Assignment:
Every line below that holds the string "playframework" must be copied.

Listed records:
PR #838, opened 2019-01-17
unfreeze cachecontrol

SethTisue:
I suspect this will need play-ws changes (maybe just refresh our fork). let's find out

### DIFF
--- a/configs/community.dbuild
+++ b/configs/community.dbuild
@@ -958,10 +958,9 @@ build += {
     extra.projects: ["play-jsonJVM"]  // no Scala.js plz
   }
 
-  // frozen (October 2018) at v2.0.0-M6 tag because that's what playframework
-  // currently uses. playframework and play-ws tend to get a bit out of sync
-  // with each other so it's generally better to use a tag for play-ws.
-  // temporarily forked (October 2018) to remove uses of DebugConfiguration which was
+  // playframework and play-ws tend to get a bit out of sync with each other so it's generally better
+  // to have play-ws frozen at tag, unless it's forked. which it is right now:
+  // temporarily forked (February 2019) to remove uses of DebugConfiguration which was
   // removed from ssl-config; https://github.com/lightbend/ssl-config/issues/142
   // is about restoring it
   ${vars.base} {
--- a/configs/community.dbuild
+++ b/configs/community.dbuild
@@ -984,8 +984,6 @@ build += {
     extra.exclude: ["integration-tests"]
   }
 
-  // dependency of play-ws. frozen (June 2018) at a March 2018 commit
-  // before an incompatible change was made (removing joda-time dependency)
   ${vars.base} {
     name: "cachecontrol"
     uri:  ${vars.uris.cachecontrol-uri}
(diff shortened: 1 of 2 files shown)


SethTisue:
https://scala-ci.typesafe.com/view/scala-2.12.x/job/scala-2.12.x-integrate-community-build/3972/

SethTisue:
```
[play-ws] [error] /home/jenkins/workspace/scala-2.12.x-integrate-community-build/target-0.9.16/project-builds/play-ws-0810349f3fb97171cc26898b42a0ec3a75ee2356/play-ahc-ws-standalone/src/main/scala/play/api/libs/ws/ahc/cache/AhcHttpCache.scala:10:12: object joda is not a member of package org
[play-ws] [error] import org.joda.time.{ DateTime, Seconds }
[play-ws] [error]            ^
[play-ws] [error] /home/jenkins/workspace/scala-2.12.x-integrate-community-build/target-0.9.16/project-builds/play-ws-0810349f3fb97171cc26898b42a0ec3a75ee2356/play-ahc-ws-standalone/src/main/scala/play/api/libs/ws/ahc/cache/EffectiveURIKey.scala:11:12: object joda is not a member of package org
[play-ws] [error] import org.joda.time.DateTime
[play-ws] [error]            ^
```

SethTisue:
play-ws eliminated joda time in May 2018

I made a test branch `test-20190117` that combines play-ws master with the changes from my community-build-2.12 branch, let's see how it does

SethTisue:
https://scala-ci.typesafe.com/view/scala-2.12.x/job/scala-2.12.x-integrate-community-build/3985/

SethTisue:
@marcospereira @dwijnand this still isn't working, play-ws depends on an old version of cachecontrol, it isn't source-compatible. are you interested in doing the upgrade, or should I just shrug and stick with the old cachecontrol?

I imagine you might need to deal with this anyway as part of the general move onto Scala 2.13

dwijnand:
I don't know anything about this.

I'm happy if you pin this as needed.  If you could create upstream tickets we'll try and resolve them in due time.

SethTisue:
I'm happy to just leave cachecontrol frozen for now. presumably this will crop up again later as part of some future attempt to upgrade Play stuff here, we can deal with it then.

SethTisue:
I think we need to tackle this in order to get playframework green in the Scala 2.13 community build

SethTisue:
we need to resolve this in order to get playframework green in the 2.13 community build

it looks like the solution is not to track cachecontrol master, but to track 1.1.x (or freeze at cachecontrol 1.1.5), which has 2.13 support but doesn't have the joda change

SethTisue:
https://scala-ci.typesafe.com/view/scala-2.12.x/job/scala-2.12.x-integrate-community-build/4085/ (404 til Jenkins queue clears)

SethTisue:
note that Play 2.7.0 uses play-ws 2.0.1, so that's a likely play-ws tag to try

dwijnand:
If you could detail either what fixes are needed and/or what the root problems are, I'll try and fix them.

Is this all from the mess up in ssl-config?

SethTisue:
> If you could detail either what fixes are needed and/or what the root problems are, I'll try and fix them

thanks, ball is in my court at the moment, but I'll let you know

> Is this all from the mess up in ssl-config

(not really, that's just one factor)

Answer to this problem:
-  // frozen (October 2018) at v2.0.0-M6 tag because that's what playframework
-  // currently uses. playframework and play-ws tend to get a bit out of sync
+  // playframework and play-ws tend to get a bit out of sync with each other so it's generally better
I think we need to tackle this in order to get playframework green in the Scala 2.13 community build
we need to resolve this in order to get playframework green in the 2.13 community build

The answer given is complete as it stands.